__EXERCISE GOAL__:
Taking the line that contains "Closes: #246" as the first and the final line of the records as the last, write out every line between them exactly, ends included, and nothing else.

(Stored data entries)

PR #247, opened 2022-10-26
Prevent auto-collapse of map theme selector after changing preset (catalog layers)

### LINKED ISSUE #246: Prevent auto-collapse of map theme selector after changing preset (catalog layers)
### Checklist

### Motivation

To avoid to reopen map theme section  when a map theme is open, it's would be better that map theme section stay open

### Suggested solution

After select a map theme, map theme section (color blue) stay open:

Screenshot from 2022-10-26 15-24-03

### Alternatives considered

_No response_

volterra79:
Closes: #246


leolami (approved):
OK for me

PR #248, opened 2022-10-27
Revert "Add new setter method `FeaturesStore::featuresLockedByOtherUser` (editing mode)"

volterra79:
Reverts g3w-suite/g3w-client#244


volterra79:
Mistake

__YOUR SOLUTION__:
Closes: #246


leolami (approved):
OK for me

PR #248, opened 2022-10-27
Revert "Add new setter method `FeaturesStore::featuresLockedByOtherUser` (editing mode)"

volterra79:
Reverts g3w-suite/g3w-client#244


volterra79:
Mistake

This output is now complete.